Starting at the first line of the data below, write out each line exactly until you reach the line containing "Add EntityHelperDeleteStartMethodGenerator which", and include that line too.

_ _ _ _ _

PR #1290, opened 2019-07-03
JAVA-2308: Add customWhereClause to Delete

tolbertam:
For [JAVA-2308](https://datastax-oss.atlassian.net/browse/JAVA-2308)

---

Motivation:

CQL DELETE allows advanced capabilities for deleting a range of data
within a partition.  For example given a primary key of ((int k), int c),
one could perform the following:

DELETE FROM tbl WHERE k = 0 and c > 1 and c < 4

To support this capability in the mapper, customWhereClause should be
added to Delete in a similar way it is handled in the Select annotation.

Modifications:

Add customWhereClause to Delete annotation.

Update DaoDeleteMethodGenerator to handle customWhereClause.

Add EntityHelperDeleteStartMethodGenerator which adds a deleteStart
method, which is reused in
EntityHelperDeleteByPrimaryKeyPartsMethodGenerator and also used in the
code generation in DaoDeleteMethodGenerator

Result:

customWhereClause added to Delete.

### DIFF
--- a/integration-tests/src/test/java/com/datastax/oss/driver/mapper/DeleteIT.java
+++ b/integration-tests/src/test/java/com/datastax/oss/driver/mapper/DeleteIT.java
@@ -24,6 +24,7 @@ import com.datastax.oss.driver.api.core.cql.AsyncResultSet;
 import com.datastax.oss.driver.api.core.cql.ResultSet;
 import com.datastax.oss.driver.api.core.cql.Row;
 import com.datastax.oss.driver.api.core.cql.SimpleStatement;
+import com.datastax.oss.driver.api.core.uuid.Uuids;
 import com.datastax.oss.driver.api.mapper.annotations.CqlName;
 import com.datastax.oss.driver.api.mapper.annotations.Dao;
 import com.datastax.oss.driver.api.mapper.annotations.DaoFactory;
@@ -84,6 +85,7 @@ public class DeleteIT extends InventoryITBase {
     saleDao.save(FLAMETHROWER_SALE_2);
     saleDao.save(FLAMETHROWER_SALE_3);
     saleDao.save(FLAMETHROWER_SALE_4);
+    saleDao.save(FLAMETHROWER_SALE_5);
     saleDao.save(MP3_DOWNLOAD_SALE_1);
   }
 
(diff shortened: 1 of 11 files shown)


mapper-processor/src/main/java/com/datastax/oss/driver/internal/mapper/processor/dao/DaoDeleteMethodGenerator.java
```diff
@@ -120,43 +135,51 @@ public DaoDeleteMethodGenerator(
...
+                        + "must specify the entire primary key (expected primary keys of %s: %s)",
+                    Delete.class.getSimpleName(),
+                    entityElement.getSimpleName(),
+                    primaryKeyTypes);
+            return Optional.empty();
+          } else {
+            // restrict parameters to primary key length.
+            primaryKeyParameters =
+                primaryKeyParameters.subList(0, entityDefinition.getPrimaryKey().size());
+          }
```
tolbertam, line 167: No advanced validation is done on parameters if `customWhereClause` is provided.  We could technically look at the # of parameters and compare to partition key size (since that's required), but not the types since those could be in any order.  I figured adding size validation would be validation for the sake for validation.

tolbertam:
Another thing I realized while doing this is there is currently no mechanism for deleting individual column(s), only full rows.  Do we want that capability?  That could be another ticket.

integration-tests/src/test/java/com/datastax/oss/driver/mapper/DeleteIT.java
```diff
@@ -236,6 +242,39 @@ public void should_delete_if_exists_sales() {
...
+    assertThat(result.wasApplied()).isFalse();
+    Row row = result.one();
+    assertThat(row).isNotNull();
+    assertThat(row.getDouble("price")).isEqualTo(500.0);
+
+    result =
+        saleDao.deleteCustomWhereCustomIf(
+            2, FLAMETHROWER.getId(), DATE_1, FLAMETHROWER_SALE_2.getTs(), 500.0);
+
+    assertThat(result.wasApplied()).isTrue();
```
tomekl007, line 275: shouldn't we check result after this call: `saleDao.all().all()` as well? Not only `wasApplied()`

olim7t:
> Another thing I realized while doing this is there is currently no mechanism for deleting individual column(s), only full rows.

I think `@Query` is the way to go for that case.

mapper-processor/src/main/java/com/datastax/oss/driver/internal/mapper/processor/dao/DaoDeleteMethodGenerator.java
olim7t: Agreed, no need to go into details if we can't fully validate anyway.

mapper-processor/src/main/java/com/datastax/oss/driver/internal/mapper/processor/dao/DaoDeleteMethodGenerator.java
```diff
@@ -215,13 +238,13 @@ public DaoDeleteMethodGenerator(
 
     // Bind any remaining parameters, assuming they are values for a custom IF clause
```
olim7t: Nit: could say "WHERE or IF clause"

olim7t (approved):
👍

integration-tests/src/test/java/com/datastax/oss/driver/mapper/DeleteIT.java
tolbertam: The other LWT tests don't do this, just knowing that it is applied is probably enough, anything else is more validating C* behavior.

PR #1291, opened 2019-07-05
JAVA-2324 & JAVA-2325: Fixes for primitive types in the mapper

adutra:


integration-tests/src/test/java/com/datastax/oss/driver/mapper/PrimitivesIT.java
```diff
@@ -0,0 +1,218 @@
...
+
+  private static TestMapper mapper;
+
+  @BeforeClass
+  public static void setup() {
+    CqlSession session = sessionRule.session();
+    session.execute(
+        SimpleStatement.builder(
+                "CREATE TABLE primitives_entity("
+                    + "id int PRIMARY KEY, "
```
tomekl007, line 64: maybe you can add a similar test for wrapper types (`Integer`, `Load`, ...)?

adutra: I don't think it's necessary, they are just normal objects so it's guaranteed that they will be treated exactly like any other type (`String`, `BigDecimal`...)

tomekl007 (approved):

mapper-processor/src/main/java/com/datastax/oss/driver/internal/mapper/processor/entity/DefaultEntityFactory.java
```diff
@@ -102,21 +102,36 @@ public EntityDefinition getDefinition(TypeElement classElement) {
...
         TypeMirror typeMirror = getMethod.getReturnType();
         if (typeMirror.getKind() == TypeKind.VOID) {
           continue;
         }
-        String propertyName = Introspector.decapitalize(getMethodName.substring(3));
+
+        String getMethodName = getMethod.getSimpleName().toString();
+        boolean regularGetterName = getMethodName.startsWith("get");
+        boolean booleanGetterName =
+            getMethodName.startsWith("is") && typeMirror.getKind() == TypeKind.BOOLEAN;
```
olim7t: We should also allow `Boolean.class`. I know the JavaBeans spec only mentions `boolean`, but we're not strictly adhering to it.

olim7t (approved):
LGTM.

Usual request to avoid "wishful" commit messages:
```
JAVA-2324: Add support for primitive shorts in mapper
JAVA-2325: Allow "is" prefix for boolean getters in mapped entities
```

adutra:
> Usual request to avoid "wishful" commit messages:

OK, but I wanted to point out that imperative style imo does not work very well for bugs: `Add support for primitive shorts in mapper` makes it sound less like a bug and more like a new feature.

PR #1292, opened 2019-07-05
JAVA-2323: Driver should fire onAdd event for node with same host id but different IP address

adutra:


core/src/main/java/com/datastax/oss/driver/internal/core/metadata/AddNodeRefresh.java
```diff
@@ -38,18 +39,18 @@ public Result compute(
...
-      Map<UUID, Node> newNodes =
-          ImmutableMap.<UUID, Node>builder()
-              .putAll(oldNodes)
-              .put(newNode.getHostId(), newNode)
-              .build();
-      return new Result(
-          oldMetadata.withNodes(newNodes, tokenMapEnabled, false, null, context),
-          ImmutableList.of(NodeStateEvent.added(newNode)));
+      Node oldNode = oldNodes.get(newNodeInfo.getHostId());
+      if (oldNode.getEndPoint().equals(newNodeInfo.getEndPoint())) {
```
adutra: This is the simplest fix I can think of, but I would like to understand: what was the initial motivation to _not_ update the metadata if the host ID is already present in it? Is it because sometimes we receive onAdd events that are false positives?

olim7t: > what was the initial motivation to not update the metadata if the host ID is already present in it

We've been asked to add a node, the node is already present => do nothing.

But the underlying assumption was that the server also treats `host_id` as the unique node identifier. Based on the reporter's scenario, I now suspect that that is wrong. Otherwise we would get `UP`, not `NEW_NODE`.

I think the right thing to do is to `copyInfos` the new data into the existing `Node` instance, and probably emit `TopologyEvent.suggestUp` instead of `NodeStateEvent.added`.

olim7t: As discussed offline, the above is still not sufficient because the node's endpoint won't be updated.
So we should make `DefaultNode.endPoint` volatile and have `copyInfos` update it.

olim7t: OK, I've dug deeper into this. I didn't set up a full Docker environment, but actually it's easy to reproduce with just a local CCM cluster by stopping a node and changing the IP manually.

The main problem if we create a new node is that the old pool isn't removed, and keeps trying to reconnect. So as agreed I went the other route and mutated the existing instance, which led me further down the rabbit hole:
* `metricUpdater` must also be switched because node metrics are prefixed by the IP.
* we can't use `endPoint` anymore in `equals`/`hashCode` (mutable field is a big no-no). Since `hostId` doesn't work either (it's not known until the first connection is established), I've switched to reference equality, which after all is quite logical since the driver always returns the same instance for a known host.

Since I had the changes locally, I figured I might as well push them.

There are two more things I saw along the way but I'll open follow-up tickets:
* when we switch the metrics, the old ones for the previous IP stay, with their last value. That's also the case for a regular `NODE_REMOVED` event. We might want to unregister them ([JAVA-2331](https://datastax-oss.atlassian.net/browse/JAVA-2331)).
* when we process a regular `NODE_REMOVED` event, we remove the node from the metadata, but I suspect we don't shut down the pool ([JAVA-2332](https://datastax-oss.atlassian.net/browse/JAVA-2332)).

adutra: > The main problem if we create a new node is that the old pool isn't removed, and keeps trying to reconnect.

Why can't you fire 2 events in `AddNodesRefresh` and force the old node down? E.g.

```
if (!existing.getEndPoint().equals(newNodeInfo.getEndPoint())) {
  copyInfos(newNodeInfo, ((DefaultNode) existing), null, context);
  assert existing.getBroadcastRpcAddress().isPresent(); // always for peer nodes
  assert newNodeInfo.getBroadcastRpcAddress().isPresent(); // always for peer nodes
  return new Result(
      oldMetadata,
      ImmutableList.of(
          TopologyEvent.forceDown(existing.getBroadcastRpcAddress().get()),
          TopologyEvent.suggestUp(newNodeInfo.getBroadcastRpcAddress().get())));
} else {
  return new Result(oldMetadata);
}
```

Wouldn't that save you from mutating the existing instance?

olim7t: Yeah I guess that could work too.
But then you get a different `Node` instance. I actually like unicity, it's nice to know that you can hold onto an instance and see the changes reflected over time.

olim7t (approved):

_ _ _ _ _

Output:
PR #1290, opened 2019-07-03
JAVA-2308: Add customWhereClause to Delete

tolbertam:
For [JAVA-2308](https://datastax-oss.atlassian.net/browse/JAVA-2308)

---

Motivation:

CQL DELETE allows advanced capabilities for deleting a range of data
within a partition.  For example given a primary key of ((int k), int c),
one could perform the following:

DELETE FROM tbl WHERE k = 0 and c > 1 and c < 4

To support this capability in the mapper, customWhereClause should be
added to Delete in a similar way it is handled in the Select annotation.

Modifications:

Add customWhereClause to Delete annotation.

Update DaoDeleteMethodGenerator to handle customWhereClause.

Add EntityHelperDeleteStartMethodGenerator which adds a deleteStart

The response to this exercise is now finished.